Enhancing web service clustering using Length Feature Weight Method for service description document vector space representation
Introduction
In today’s scenario, various business applications are carried out with the help of web services due to its seamless benefits like data integration, information exchange, code reuse, versatility, cost-saving, etc. Web services are growing at a rapid speed as various vendors like IBM, Amazon, Microsoft, etc. are relying on web services standards and providing tools & software to the customers according to their requirements. Web services are the software components that are based on some standards for communication, data transfer and service description. In general, two types of web services exist: (1) SOAP-based services (2) REST-based services. The power of SOAP-based service lies in XML and three core technologies: UDDI (Universal Description Discovery and Integration), WSDL (Web Service Description Language) and SOAP (Simple Object Access Protocol).

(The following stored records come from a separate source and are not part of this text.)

PR #254, opened 2025-07-29
Fix possible deadlocking in grpc logger

evanj80-illumio:


internal/controller/grpc_logger.go
```diff
@@ -143,10 +143,7 @@ func (b *BufferedGrpcWriteSyncer) run() {
 		case <-keepAliveTicker.C:
 			b.mutex.Lock()
 			if b.client != nil {
-				err := b.sendLogsKeepalive()
-				if err != nil {
-					b.logger.Error("Failed to send logs keepalive", zap.Error(err))
-				}
+				_ = b.sendLogsKeepalive()
 			}
 			b.mutex.Unlock()
```
rlenglet, line 148: We can keep the log, if we unlock before logging.
```suggestion
			b.mutex.Lock()
			var err error
			if b.client != nil {
				err = b.sendLogsKeepalive()
			}
			b.mutex.Unlock()
			if err != nil {
				b.logger.Error("Failed to send logs keepalive", zap.Error(err))
			}
```

rlenglet (changes requested):

PR #258, opened 2025-08-11
 added the gkenamespce and tls

pavankumarinnamuri:


internal/controller/cilium_flow_collector.go
pavankumarinnamuri, line 1: ciliumHubbleRelayNamespace string = "kube-system"
).      this can be removed , its not used anywhere

internal/controller/hubble/hubble.go
```diff
@@ -104,23 +104,39 @@ func loadMTLSConfigFromData(logger *zap.Logger, caCertData, clientCertData, clie
...
+			lastErr = fmt.Errorf("failed to fetch mTLS certificates from namespace %s: %w", namespace, fetchErr)
+			lastErr1 = errors.Join(lastErr1, lastErr)
+		}
+		logger.Debug("Could not load TLS certificates from namespace, trying next",
+			zap.String("namespace", namespace),
+			zap.Error(fetchErr))
 	}
 
-	return tlsConfig, nil
+	return nil, lastErr1
```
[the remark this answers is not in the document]
pavankumarinnamuri: will chanage

internal/controller/hubble/hubble.go
```diff
@@ -115,9 +121,9 @@ func GetTLSConfig(ctx context.Context, clientset kubernetes.Interface,
 	}
 
 	// Load config
-	tlsConfig, loadErr := loadMTLSConfigFromData(logger, caData, clientCertData, clientKeyData)
-	if loadErr != nil {
-		return nil, fmt.Errorf("failed to load mTLS credentials: %w", loadErr)
+	tlsConfig, aggregatedErrors := loadMTLSConfigFromData(logger, caData, clientCertData, clientKeyData, namespace)
```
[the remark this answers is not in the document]
aaronIllumio: just keep this the same or change it to err

internal/controller/streams.go
```diff
@@ -492,7 +496,13 @@ func (sm *streamManager) startFlowCacheOutReader(ctx context.Context, logger *za
 
 // findHubbleRelay returns a *CiliumFlowCollector if hubble relay is found in the given namespace
 func (sm *streamManager) findHubbleRelay(ctx context.Context, logger *zap.Logger, ciliumNamespace string) *CiliumFlowCollector {
-	ciliumFlowCollector, err := newCiliumFlowCollector(ctx, logger, ciliumNamespace, sm.streamClient.tlsAuthProperties)
+	namespaces := []string{ciliumNamespace}
```
aaronIllumio, line 499:
```suggestion
	namespaces := sm.streamClient.ciliumNamespaces
```

aaronIllumio (dismissed):
Everything looks good. you should just set all of the namespaces to one list of namespaces and use that no need to pass around namespace variables.

cloud-operator/templates/role.yaml
```diff
@@ -21,4 +21,15 @@ rules:
...
+# Role to read secrets in the GKE managed observability namespace
+apiVersion: rbac.authorization.k8s.io/v1
+kind: Role
+metadata:
+  name: illumio-cloud-operator-secret-reader
+  namespace: gke-managed-dpv2-observability
+rules:
+- apiGroups: [""]
+  resources: ["secrets"]
+  verbs: ["get", "list"]
```
rlenglet, line 35: Why would "list" be required for namespace `gke-managed-dpv2-observability` and not for `kube-system`, even though the logic to read the secret is identical for either namespace?
```suggestion
  verbs: ["get"]
```

cloud-operator/templates/role.yaml
```diff
@@ -21,4 +21,15 @@ rules:
...
+---
+# Role to read secrets in the GKE managed observability namespace
+apiVersion: rbac.authorization.k8s.io/v1
+kind: Role
+metadata:
+  name: illumio-cloud-operator-secret-reader
+  namespace: gke-managed-dpv2-observability
+rules:
+- apiGroups: [""]
+  resources: ["secrets"]
```
rlenglet, line 34: The secret name is hardcoded ([here](https://github.com/illumio/cloud-operator/pull/258/files#diff-6d4dd1d6018369bf594f74c982493806edfd65dbc3a000f9157924d645baddbcR28)), so you should limit the role to access only this one resource, like in the Role for namespace `kube-system` above:
```suggestion
  resources: ["secrets"]
  resourceNames: ["hubble-relay-client-certs"] # Name of the Secret
```
Both Roles should be completely identical except for the namespace.

cloud-operator/templates/role.yaml
```diff
@@ -21,4 +21,15 @@ rules:
...
   resourceNames: ["hubble-relay-client-certs"] # Name of the Secret
-  verbs: ["get"]
\ No newline at end of file
+  verbs: ["get"]
+---
+# Role to read secrets in the GKE managed observability namespace
+apiVersion: rbac.authorization.k8s.io/v1
+kind: Role
+metadata:
+  name: illumio-cloud-operator-secret-reader
```
rlenglet, line 30: Use the same name as the Role we already create in namespace `kube-system`, for consistency.
```suggestion
  name: hubble-client-certs-reader
```

cloud-operator/templates/rolebinding.yaml
```diff
@@ -26,4 +26,18 @@ subjects:
...
   kind: Role
   name: hubble-client-certs-reader
-  apiGroup: rbac.authorization.k8s.io
\ No newline at end of file
+  apiGroup: rbac.authorization.k8s.io
+---
+apiVersion: rbac.authorization.k8s.io/v1
+kind: RoleBinding
+metadata:
+  name: illumio-cloud-operator-secret-reader-binding
```
rlenglet, line 34: Use the same name as the RoleBinding we create in `kube-system` above, for consistency.
```suggestion
  name: cloud-operator-read-hubble-client-certs
```

cloud-operator/templates/rolebinding.yaml
```diff
@@ -26,4 +26,18 @@ subjects:
...
+  namespace: gke-managed-dpv2-observability
+subjects:
+- kind: ServiceAccount
+  name: {{ .Values.serviceAccount.name }}
+  namespace: {{ .Values.defaultNamespace | default .Release.Namespace }}
+roleRef:
+  apiGroup: rbac.authorization.k8s.io
+  kind: Role
+  name: illumio-cloud-operator-secret-reader
```
rlenglet, line 43:
```suggestion
  name: hubble-client-certs-reader
```

cloud-operator/templates/rolebinding.yaml
```diff
@@ -26,4 +26,18 @@ subjects:
...
+---
+apiVersion: rbac.authorization.k8s.io/v1
+kind: RoleBinding
+metadata:
+  name: illumio-cloud-operator-secret-reader-binding
+  namespace: gke-managed-dpv2-observability
+subjects:
+- kind: ServiceAccount
+  name: {{ .Values.serviceAccount.name }}
+  namespace: {{ .Values.defaultNamespace | default .Release.Namespace }}
```
rlenglet, line 39: Why would we ever refer to the namespace?
```suggestion
  namespace: {{ .Release.Namespace }}
```
This RoleBinding should be identical to the RoleBinding created in `kube-system` above, except for the namespace.

cloud-operator/templates/role.yaml
```diff
@@ -21,4 +21,15 @@ rules:
 - apiGroups: [""]
   resources: ["secrets"]
   resourceNames: ["hubble-relay-client-certs"] # Name of the Secret
-  verbs: ["get"]
\ No newline at end of file
+  verbs: ["get"]
+---
+# Role to read secrets in the GKE managed observability namespace
+apiVersion: rbac.authorization.k8s.io/v1
```
rlenglet, line 27: Have you validated that this Helm chart now works in non-GKE environments?
I suspect that trying to create a resource in namespace `gke-managed-dpv2-observability` will fail if that namespace doesn't exist, which is the case in any non-GKE cluster.
The creation of this resource must be conditional on the existence of the `gke-managed-dpv2-observability` namespace.
Wrap this with:
```
{{- if (lookup "v1" "Namespace" "gke-managed-dpv2-observability" "") }}
...
{{- end }}
```

cloud-operator/templates/rolebinding.yaml
```diff
@@ -26,4 +26,18 @@ subjects:
 roleRef:
   kind: Role
   name: hubble-client-certs-reader
-  apiGroup: rbac.authorization.k8s.io
\ No newline at end of file
+  apiGroup: rbac.authorization.k8s.io
+---
+apiVersion: rbac.authorization.k8s.io/v1
```
rlenglet, line 31: Only create this resource if the `gke-managed-dpv2-observability` namespace exists, i.e., if the chart is deployed into a GKE cluster:
```
{{- if (lookup "v1" "Namespace" "gke-managed-dpv2-observability" "") }}
...
{{- end }}
```

internal/controller/cilium_flow_collector.go
```diff
@@ -28,32 +29,63 @@ const (
...
 
-	service, err := hubble.DiscoverCiliumHubbleRelay(ctx, ciliumNamespace, clientset)
-	if err != nil {
-		return nil, fmt.Errorf("failed to discover Cilium Hubble Relay service: %w", err)
-	}
+	for _, ciliumNamespace := range ciliumNamespaces {
+		// Step 1: Try to discover Hubble Relay
+		service, err := hubble.DiscoverCiliumHubbleRelay(ctx, ciliumNamespace, clientset)
+		if err != nil {
+			logger.Warn("Failed to discover Cilium Hubble Relay service",
```
rlenglet, line 47: On GKE, this would just be noise at Warn level. Lower to Debug.
```suggestion
			logger.Debug("Failed to discover Cilium Hubble Relay service",
```

internal/controller/hubble/hubble.go
```diff
@@ -21,10 +21,16 @@ import (
 )
 
 const (
-	ciliumHubbleRelayExpectedServerName = "ui.hubble-relay.cilium.io"
-	ciliumHubbleRelayServiceName        = "hubble-relay"
+	ciliumHubbleRelayExpectedServerName     = "ui.hubble-relay.cilium.io"
+	gkeManagedHubbleRelayExpectedServerName = "hubble-relay.gke-managed-dpv2-observability.svc.cluster.local"
```
rlenglet, line 25: It doesn't make sense to hardcode this, since you made the package name configurable, and the Service is somewhat discovered dynamically.
This service FQDN should be constructed as `<service name>.<package name>.svc.cluster.local`.
Cf. https://kubernetes.io/docs/concepts/services-networking/dns-pod-service/#a-aaaa-records

That is normal. The `ui.hubble-relay.cilium.io` domain name is an anomaly that we have to deal with.

rlenglet (changes requested):

cmd/main.go
```diff
@@ -105,7 +106,7 @@ func main() {
 	bindEnv(logger, "verbose_debugging", "VERBOSE_DEBUGGING")
 	// Set default values
 	viper.SetDefault("cluster_creds", "clustercreds")
-	viper.SetDefault("cilium_namespace", "kube-system")
+	viper.SetDefault("cilium_namespaces", "kube-system,gke-managed-dpv2-observability")
```
rlenglet, line 109: Viper natively supports string slices.
`BindEnv` is supposed to parse env variable values as comma-separated in this case, but that needs to be tested.
Can you please test this?
```suggestion
	viper.SetDefault("cilium_namespaces", []string{"kube-system", "gke-managed-dpv2-observability"})
```

Make sure to test by setting `CILIUM_NAMESPACES` to e.g. `"foo,bar"` and see that it gets parsed into `[]string{"foo", "bar"}`.

cmd/main.go
```diff
@@ -124,7 +125,7 @@ func main() {
 
 	envConfig := controller.EnvironmentConfig{
 		ClusterCreds:           viper.GetString("cluster_creds"),
-		CiliumNamespace:        viper.GetString("cilium_namespace"),
+		CiliumNamespaces:       strings.Split(viper.GetString("cilium_namespaces"), ","),
```
rlenglet, line 128:
```suggestion
		CiliumNamespaces:       viper.GetStringSlice("cilium_namespaces"),
```

internal/controller/cilium_flow_collector.go
```diff
@@ -4,6 +4,7 @@ package controller
 
 import (
 	"context"
+	cryptoTls "crypto/tls"
```
rlenglet, line 7: No capital letters in package names/aliases.
```suggestion
	cryptotls "crypto/tls"
```

rlenglet (changes requested):
Please try Viper's native support for string slices.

Firstly the vendor creates a service and publishes the description file of service in WSDL format in UDDI which is a repository to store web services. WSDL document includes the functionality of service, name, bindings, type of messages, etc. which are required by a customer to have information about that service. The customer lookups web service according to its requirements from UDDI and communicates to the vendor to use its functionality by using SOAP messages as illustrated in Fig. 1 (Bhardwaj & Sharma, 2015). REST-based services (Web APIs) use HTTP for message transmission and URI for identifying resources. The functionality of services is described using XML or simple natural language text.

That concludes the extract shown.